▸ **Task brief**:
Give back every record below precisely as written.

------------

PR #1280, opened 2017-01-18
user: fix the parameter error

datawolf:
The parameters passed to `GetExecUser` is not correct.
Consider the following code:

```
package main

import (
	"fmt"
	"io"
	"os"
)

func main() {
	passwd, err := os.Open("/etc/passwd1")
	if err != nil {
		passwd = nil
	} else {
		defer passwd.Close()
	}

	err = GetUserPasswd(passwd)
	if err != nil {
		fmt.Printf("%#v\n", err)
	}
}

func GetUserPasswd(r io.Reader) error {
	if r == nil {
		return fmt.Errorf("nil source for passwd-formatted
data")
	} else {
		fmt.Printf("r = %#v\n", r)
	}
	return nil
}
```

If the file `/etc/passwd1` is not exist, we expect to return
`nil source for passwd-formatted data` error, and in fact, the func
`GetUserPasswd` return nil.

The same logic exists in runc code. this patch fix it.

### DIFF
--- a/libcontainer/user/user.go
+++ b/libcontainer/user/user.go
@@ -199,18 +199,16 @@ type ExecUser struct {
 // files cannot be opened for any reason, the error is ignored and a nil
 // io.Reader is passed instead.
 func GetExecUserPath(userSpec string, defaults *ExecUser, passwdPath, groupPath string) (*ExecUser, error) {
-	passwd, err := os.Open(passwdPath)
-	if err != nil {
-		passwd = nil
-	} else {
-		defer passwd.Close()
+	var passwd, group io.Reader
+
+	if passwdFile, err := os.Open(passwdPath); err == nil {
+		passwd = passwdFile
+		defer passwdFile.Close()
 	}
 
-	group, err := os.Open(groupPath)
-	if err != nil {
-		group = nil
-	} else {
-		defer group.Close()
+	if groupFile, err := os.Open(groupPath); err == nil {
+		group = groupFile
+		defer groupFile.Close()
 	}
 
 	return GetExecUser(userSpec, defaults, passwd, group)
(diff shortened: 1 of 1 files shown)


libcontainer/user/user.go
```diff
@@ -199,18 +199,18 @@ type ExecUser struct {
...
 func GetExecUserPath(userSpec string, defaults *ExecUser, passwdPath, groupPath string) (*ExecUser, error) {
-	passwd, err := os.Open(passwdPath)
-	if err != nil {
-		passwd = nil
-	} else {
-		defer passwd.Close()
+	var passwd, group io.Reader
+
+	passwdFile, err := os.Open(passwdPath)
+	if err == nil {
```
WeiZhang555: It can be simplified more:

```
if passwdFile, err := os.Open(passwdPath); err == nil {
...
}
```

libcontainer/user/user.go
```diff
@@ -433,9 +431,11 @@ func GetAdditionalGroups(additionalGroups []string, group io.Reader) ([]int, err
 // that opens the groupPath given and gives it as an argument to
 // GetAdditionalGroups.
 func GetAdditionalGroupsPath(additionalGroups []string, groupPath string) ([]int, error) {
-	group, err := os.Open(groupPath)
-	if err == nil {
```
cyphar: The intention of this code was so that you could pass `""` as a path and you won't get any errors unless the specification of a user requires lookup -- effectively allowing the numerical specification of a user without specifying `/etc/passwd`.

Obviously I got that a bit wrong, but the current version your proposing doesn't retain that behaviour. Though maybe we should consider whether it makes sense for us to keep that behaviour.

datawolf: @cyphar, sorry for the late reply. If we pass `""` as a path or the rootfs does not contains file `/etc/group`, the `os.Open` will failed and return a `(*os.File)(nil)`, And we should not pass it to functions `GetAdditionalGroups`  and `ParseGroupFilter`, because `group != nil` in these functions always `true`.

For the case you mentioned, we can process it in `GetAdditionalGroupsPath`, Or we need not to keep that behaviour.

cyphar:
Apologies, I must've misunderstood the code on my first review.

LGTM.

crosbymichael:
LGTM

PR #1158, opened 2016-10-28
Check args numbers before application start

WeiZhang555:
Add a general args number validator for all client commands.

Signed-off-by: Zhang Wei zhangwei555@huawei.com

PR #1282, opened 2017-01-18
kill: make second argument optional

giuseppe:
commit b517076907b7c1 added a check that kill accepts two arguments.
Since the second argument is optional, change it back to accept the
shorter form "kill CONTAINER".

------------

▸ **Exercise result**:
PR #1280, opened 2017-01-18
user: fix the parameter error

datawolf:
The parameters passed to `GetExecUser` is not correct.
Consider the following code:

```
package main

import (
	"fmt"
	"io"
	"os"
)

func main() {
	passwd, err := os.Open("/etc/passwd1")
	if err != nil {
		passwd = nil
	} else {
		defer passwd.Close()
	}

	err = GetUserPasswd(passwd)
	if err != nil {
		fmt.Printf("%#v\n", err)
	}
}

func GetUserPasswd(r io.Reader) error {
	if r == nil {
		return fmt.Errorf("nil source for passwd-formatted
data")
	} else {
		fmt.Printf("r = %#v\n", r)
	}
	return nil
}
```

If the file `/etc/passwd1` is not exist, we expect to return
`nil source for passwd-formatted data` error, and in fact, the func
`GetUserPasswd` return nil.

The same logic exists in runc code. this patch fix it.

### DIFF
--- a/libcontainer/user/user.go
+++ b/libcontainer/user/user.go
@@ -199,18 +199,16 @@ type ExecUser struct {
 // files cannot be opened for any reason, the error is ignored and a nil
 // io.Reader is passed instead.
 func GetExecUserPath(userSpec string, defaults *ExecUser, passwdPath, groupPath string) (*ExecUser, error) {
-	passwd, err := os.Open(passwdPath)
-	if err != nil {
-		passwd = nil
-	} else {
-		defer passwd.Close()
+	var passwd, group io.Reader
+
+	if passwdFile, err := os.Open(passwdPath); err == nil {
+		passwd = passwdFile
+		defer passwdFile.Close()
 	}
 
-	group, err := os.Open(groupPath)
-	if err != nil {
-		group = nil
-	} else {
-		defer group.Close()
+	if groupFile, err := os.Open(groupPath); err == nil {
+		group = groupFile
+		defer groupFile.Close()
 	}
 
 	return GetExecUser(userSpec, defaults, passwd, group)
(diff shortened: 1 of 1 files shown)


libcontainer/user/user.go
```diff
@@ -199,18 +199,18 @@ type ExecUser struct {
...
 func GetExecUserPath(userSpec string, defaults *ExecUser, passwdPath, groupPath string) (*ExecUser, error) {
-	passwd, err := os.Open(passwdPath)
-	if err != nil {
-		passwd = nil
-	} else {
-		defer passwd.Close()
+	var passwd, group io.Reader
+
+	passwdFile, err := os.Open(passwdPath)
+	if err == nil {
```
WeiZhang555: It can be simplified more:

```
if passwdFile, err := os.Open(passwdPath); err == nil {
...
}
```

libcontainer/user/user.go
```diff
@@ -433,9 +431,11 @@ func GetAdditionalGroups(additionalGroups []string, group io.Reader) ([]int, err
 // that opens the groupPath given and gives it as an argument to
 // GetAdditionalGroups.
 func GetAdditionalGroupsPath(additionalGroups []string, groupPath string) ([]int, error) {
-	group, err := os.Open(groupPath)
-	if err == nil {
```
cyphar: The intention of this code was so that you could pass `""` as a path and you won't get any errors unless the specification of a user requires lookup -- effectively allowing the numerical specification of a user without specifying `/etc/passwd`.

Obviously I got that a bit wrong, but the current version your proposing doesn't retain that behaviour. Though maybe we should consider whether it makes sense for us to keep that behaviour.

datawolf: @cyphar, sorry for the late reply. If we pass `""` as a path or the rootfs does not contains file `/etc/group`, the `os.Open` will failed and return a `(*os.File)(nil)`, And we should not pass it to functions `GetAdditionalGroups`  and `ParseGroupFilter`, because `group != nil` in these functions always `true`.

For the case you mentioned, we can process it in `GetAdditionalGroupsPath`, Or we need not to keep that behaviour.

cyphar:
Apologies, I must've misunderstood the code on my first review.

LGTM.

crosbymichael:
LGTM

PR #1158, opened 2016-10-28
Check args numbers before application start

WeiZhang555:
Add a general args number validator for all client commands.

Signed-off-by: Zhang Wei zhangwei555@huawei.com

PR #1282, opened 2017-01-18
kill: make second argument optional

giuseppe:
commit b517076907b7c1 added a check that kill accepts two arguments.
Since the second argument is optional, change it back to accept the
shorter form "kill CONTAINER".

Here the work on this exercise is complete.